- 29 May '14 19:00 / 1 editSo PI is irrational, and on a game show they said the 5th root of 64 is irrational. Is that root really irrational?

How can you tell if a number like that is going to be irrational or not?

Is there some kind of math test or function that can predict irrationality?

Last question:

Is there some function or procedure that can turn any irrational number into a rational one? - 30 May '14 13:49

The last one is easy:*Originally posted by sonhouse***So PI is irrational, and on a game show they said the 5th root of 64 is irrational. Is that root really irrational?**

How can you tell if a number like that is going to be irrational or not?

Is there some kind of math test or function that can predict irrationality?

Last question:

Is there some function or procedure that can turn any irrational number into a rational one?

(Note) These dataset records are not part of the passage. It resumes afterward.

PR #214, opened 2023-06-22
Make use of the new `datamodel_name` keyword in RAD

WilliamJamieson:
This is a follow on PR to spacetelescope/rad#278, which describes the reasoning behind the `datamodel_name` and implements it.

This PR simply adds the consistency testing described by spacetelescope/rad#278 to `roman_datamodels`.

Note that this PR is built on top of #201 as it directly associates a datamodel type with an stnode type which is created directly from the RAD schemas. It is possible to do this without #201, but those changes make it much simpler to implement.

**Checklist**
- [x] updated relevant tests
- [x] ~Passed romancal regression testing on Jenkins / PLWishMaster. Link: https://plwishmaster.stsci.edu:8081/job/RT/job/romancal/XXX/~ This only effects roman_datamodels testing.

### DIFF
--- a/CHANGES.rst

Say that the number x is irrational, then the function f(x) = 0*x is not only rational but also natural. - 30 May '14 14:42 / 5 edits

Or f(x)=x/0 maybe also*Originally posted by FabianFnas***The last one is easy:**

Say that the number x is irrational, then the function f(x) = 0*x is not only rational but also natural.

I was however, thinking of maybe real numbers greater than zero

So I found this, proof that the square root of 2 is irrational.

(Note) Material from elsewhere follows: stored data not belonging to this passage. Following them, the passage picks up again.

PR #217, opened 2023-06-22
Remove the `random_utils`

### LINKED ISSUE #215: Should we remove randomness from the `maker_utils`?
It is my understanding that one of the main differences between the `maker_utils` and the `factories` was that the `maker_utils` were supposed to deterministically generate the data to fill a datamodel. However, there are three exceptions to this:

1. https://github.com/spacetelescope/roman_datamodels/blob/a271364d530e35c1b3580fdc414e417f44620c53/src/roman_datamodels/maker_utils/_common_meta.py#L210
2. https://github.com/spacetelescope/roman_datamodels/blob/a271364d530e35c1b3580fdc414e417f44620c53/src/roman_datamodels/maker_utils/_common_meta.py#L490
3. https://github.com/spacetelescope/roman_datamodels/blob/a271364d530e35c1b3580fdc414e417f44620c53/src/roman_datamodels/maker_utils/_datamodels.py#L370

All three of these are fairly straight forward to resolve. Thus should we simply replace this randomness with something deterministic?

### LINKED ISSUE #216: Should we drop the `random_utils` module?
The main use for `random_utils` was the `factories` module, which was removed by #197 in favor of just using the `maker_utils`.

Note that outside of the now removed `factories` (and the tests for the `random_utils`) there is very little in the way of any actual code using the `random_utils`. Indeed, there are no direct uses of the `random_utils` outside of `roman_datamodels` itself (i.e. they are not used anywhere in `romancal` at this time). There are two exceptions, both in the `maker_utils` ([imported here](https://github.com/spacetelescope/roman_datamodels/blob/a271364d530e35c1b3580fdc414e417f44620c53/src/roman_datamodels/maker_utils/_common_meta.py#L5)):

The proof that square root of 2 is irrational:

Let's suppose sqr root of 2 were a rational number. Then we can write it sqr root 2 = a/b where a,b are whole numbers, b not zero.

We additionally assume that this a/b is simplified to the lowest terms, since that can obviously be done with any fraction. Notice that in order for a/b to be in its simplest terms, both a and b must be not be even. One or both must be odd. Otherwise, you could simplify.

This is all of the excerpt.